Von dem Traffic ist das kein Problem, wurde neulich in einem anderen Thread ausgerechnet. Sind nur ein paar Kb.
Sorgen solltest du dir eher um den Ping machen. Der liegt bei UMTS deutlich höher, als wenn du über DSL spielst. 

Gibt es nicht die möglichkeit in der Reha einen I-Net Anschluss zu bekommen?


----------



## Shamrock - Perenolde (8. August 2009)

Hans schrieb:


> Erstmal alles gut für die Reha.
> 
> Von dem Traffic ist das kein Problem, wurde neulich in einem anderen Thread ausgerechnet. Sind nur ein paar Kb.
> Sorgen solltest du dir eher um den Ping machen. Der liegt bei UMTS deutlich höher, als wenn du über DSL spielst.
> ...




ne keine chance auf inet dort. ich  war grade mal schaun und O2 bietet nen stick für 1 monat zum testen an.  ich nehm mir den einfach mal und wenns nix taugt für meine anwendungen hab ich halt verloren und schick ihn zurück.


----------



## Hans Würstchen (8. August 2009)

Shamrock schrieb:


> ne keine chance auf inet dort. ich  war grade mal schaun und O2 bietet nen stick für 1 monat zum testen an.  ich nehm mir den einfach mal und wenns nix taugt für meine anwendungen hab ich halt verloren und schick ihn zurück.

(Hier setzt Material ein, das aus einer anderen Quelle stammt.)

PR #148, opened 2021-09-01
WIP Refactor keys to make key additions friendly 

asraa:
Local tests passes, still working on interop tests and double-checking.

This change makes it more friendly to add new keytypes:
* There are now two data types, `data.Key` and `data.PrivateKey` representing the json data for public and private keys
* There are two interfaces `Signer` and `Verifier` in the keys package that define conversions between the data formats and methods that are needed by the other modules
* There is a map `KeyMap` that registers a key type with the Signer/Verifier implementation. You don't need both to register in the key map (e.g. go-tuf only verifies ecdsa, does not support signing)


client/client_test.go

Wart mal bis heute Abend. Es gibt hier einige Leute im Forum die so ein Ding haben, die werden die genau sagen können was geht und was nicht.

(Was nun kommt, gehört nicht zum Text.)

PR #150, opened 2021-09-08
build: update go versions used in CI

joshuagl:
Our CI should be testing recent Go. Arguably we should not worry about
unsupported versions of Go.
According to the Go docs (https://golang.org/doc/devel/release):
"Each major Go release is supported until there are two newer major
releases."

Therefore, with current major Go being 1.17, update our CI to the three
supported verions -- 1.15, 1.16 and 1.17

### DIFF
--- a/.github/workflows/build.yml
+++ b/.github/workflows/build.yml
@@ -4,7 +4,7 @@ jobs:
   test:
     strategy:
       matrix:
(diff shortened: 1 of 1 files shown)


asraa (approved):
Thanks!

zwass:
This looks like a pretty easy to review PR. Can we get a second reviewer to merge it?

mnm678 (approved):

PR #155, opened 2021-09-16
Sort signatures by keys IDs for deterministic signature order

ethan-lowman-dd:
In the course of implementing delegations in the repo writer ([WIP branch](https://github.com/ethan-lowman-dd/go-tuf/pull/1/files)), I had to change how keys are stored internally, which introduced non-determinism in the order of signatures. This caused tests which relied on fixtures to become flaky, as the order of signatures was not consistent. In order to keep support for static fixtures (using deterministic signature schemes like Ed25519), this PR sorts signatures by key ID.


repo.go
```diff
@@ -605,7 +607,10 @@ func (r *Repo) getSigningKeys(name string) ([]sign.Signer, error) {
 		return nil, err
 	}
 	if name == "root" {
-		return signingKeys, nil
+		sorted := make([]sign.Signer, len(signingKeys))
+		copy(sorted, signingKeys)
+		sort.Sort(signer.ByIDs(sorted))
```
trishankatdatadog, line 612: This line is a bit hard to parse. I am sort sorting signer which are already sorted?

repo_test.go
```diff
@@ -543,9 +552,17 @@ func (rs *RepoSuite) TestSign(c *C) {
...
+		// Signatures may be in any order, so must sort key IDs before comparison.
+		wantKeyIDs := append([]string{}, keyIDs...)
+		sort.Strings(wantKeyIDs)
+
+		gotKeyIDs := []string{}
+		for _, sig := range s.Signatures {
+			gotKeyIDs = append(gotKeyIDs, sig.KeyID)
 		}
+
+		c.Assert(sortStrings(keyIDs), DeepEquals, sortStrings(gotKeyIDs))
```
trishankatdatadog, line 565: What are we really testing here? That we sorted strings correctly? So why not just reuse the built-in function for sorting strings in the first place?

rdimitrov:
Apart from #143, it's also worth syncing with @asraa because of #148 as both of the PRs alter/depend on the same `sign` package.

In that sense, maybe it would be better to prioritize which of these should be merged first to avoid the burden of fixing conflicts afterwards?

internal/signer/sort.go
```diff
@@ -0,0 +1,48 @@
...
+	iIDs := make([]string, len(ids))
+	copy(iIDs, ids)
+	sort.Strings(iIDs)
+
+	ids = b[j].IDs()
+	jIDs := make([]string, len(ids))
+	copy(jIDs, ids)
+	sort.Strings(jIDs)
+
+	minLen := len(iIDs)
```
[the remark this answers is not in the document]
ethan-lowman-dd: Go doesn't have a min function for two ints, so these four lines (33-36) are the best we can do.

repo_test.go
ethan-lowman-dd: This tests that keyIDs and gotKeyIDs have the same elements, disregarding order. Previously the test only passed if the key IDs were in the same order.

I had a duplicate sorting of `keyIDs`/`wantKeyIDs`, which was perhaps a cause of confusion -- I've fixed this.

The `sortStrings` helper made a copy of the string slice before sorting (since `sort.Strings` sorts in place), but I removed the helper since it was confusing and only used in this one test.

repo.go
ethan-lowman-dd: Lines 610-611 makes a copy of `signingKeys` called `sorted` (which is not yet sorted until the next line). Line 612 sorts `sorted` in place using the `signer.ByIDs` comparator.

asraa (commented):
Thanks! I'm not opposed to this change, but could you point me to where the testdata needed to be ordered?

I'm seeing a few checks in the interop_test/client_test but they don't seem to require ordering.

Just wondering if it makes more sense to change tests to test equality/expectation without ordering

repo_test.go
```diff
@@ -543,9 +546,18 @@ func (rs *RepoSuite) TestSign(c *C) {
...
+		wantKeyIDs := append([]string{}, keyIDs...)
+		sort.Strings(wantKeyIDs)
+
+		gotKeyIDs := []string{}
+		for _, sig := range s.Signatures {
+			gotKeyIDs = append(gotKeyIDs, sig.KeyID)
 		}
+		sort.Strings(gotKeyIDs)
+
+		c.Assert(wantKeyIDs, DeepEquals, gotKeyIDs)
```
asraa, line 560: client_test approaches this with https://github.com/theupdateframework/go-tuf/blob/f38e930df33905abc5bb7be5fcd0668231807a88/util/util.go#L261

ethan-lowman-dd:
@asraa The tests that are flaky if signature order is nondeterministic are:

1. File hash checks against generated fixtures:
    * https://github.com/theupdateframework/go-tuf/blob/master/client/interop_test.go#L41-L48
2. Checking key IDs in order:
    * https://github.com/theupdateframework/go-tuf/blob/master/repo_test.go#L545-L548
    * https://github.com/theupdateframework/go-tuf/blob/master/repo_test.go#L1181-L1184

I addressed (1) by sorting signatures by key IDs and regenerating these fixtures. I addressed (2) by sorting keys IDs in the tests before making comparisons.

repo_test.go
ethan-lowman-dd: This isn't quite the same as comparing sorted lists, right? For example:
```
a := []string{"AAA", "BBB", "CCC"}
b := []string{"AAA, "BBB", "CCC", "CCC"}

aSet := StringSliceToSet(a) 
bSet := StringSliceToSet(b)

// This evaluates to true, but the slices we're comparing are not equal.
reflect.DeepEqual(aSet, bSet)
```

I think in this case, we would want tests to fail if signatures are erroneously duplicated. Comparing sorted lists accomplishes this, but comparing sets does not.

asraa: good point with duplicates. i'll have to look into that if that test makes sense to me now too

internal/signer/sort.go
```diff
@@ -0,0 +1,48 @@
+package signer
```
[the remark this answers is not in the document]
ethan-lowman-dd: Added tests

repo.go
```diff
@@ -605,7 +607,10 @@ func (r *Repo) getSigningKeys(name string) ([]sign.Signer, error) {
 		return nil, err
```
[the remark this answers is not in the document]
ethan-lowman-dd: With your other comment, this method no longer sorts the signers.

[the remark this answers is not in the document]
ethan-lowman-dd: I updated the PR to sort on usage rather than on retrieval. I'm not too opinionated about which is better.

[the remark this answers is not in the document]
ethan-lowman-dd: As discussed, I reverted this change and renamed the method to `getSortedSigningKeys`.

trishankatdatadog (dismissed):

asraa (dismissed):

hosseinsia (approved):
LGTM!

internal/signer/sort_test.go
```diff
@@ -0,0 +1,71 @@
...
+		value: json.RawMessage(`{"mock": 5}`),
+	}
+
+	s := []keys.Signer{
+		s1, s2, s3, s4, s5,
+	}
+
+	sort.Sort(signer.ByIDs(s))
+
+	sorted := []keys.Signer{
```
hosseinsia, line 64: Sorry I did not realize this part last time. I think the reason for this random order is because the IDs is the hash of the value? This makes this test very unreadable. 
Can you please mock the IDs in the PublicKey to return the exact value (instead of the hash of the value)? 
and in line 59 input a random order of the signers ... in line 65 change the variable to expected and orders to be s1, s2, s3, s4, s5?

hosseinsia: Hmmm I think that can not quite address the issue.

trishankatdatadog (approved):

Gibts auch keine ISDN-Verbindung?


----------



## EspCap (8. August 2009)

Ich hab zwar selber keinen, aber wir haben einen in der Gilde der teilweise darüber raidet. Der hat ziemlich oft Disconnects, die Latenz geht zwar meistens aber teilweise geht auch die nach oben. Kann natürlich sei dass bei ihm kein sonderlich gutes Signal ankommt, aber zum raiden würde ich es trotzdem nicht empfehlen.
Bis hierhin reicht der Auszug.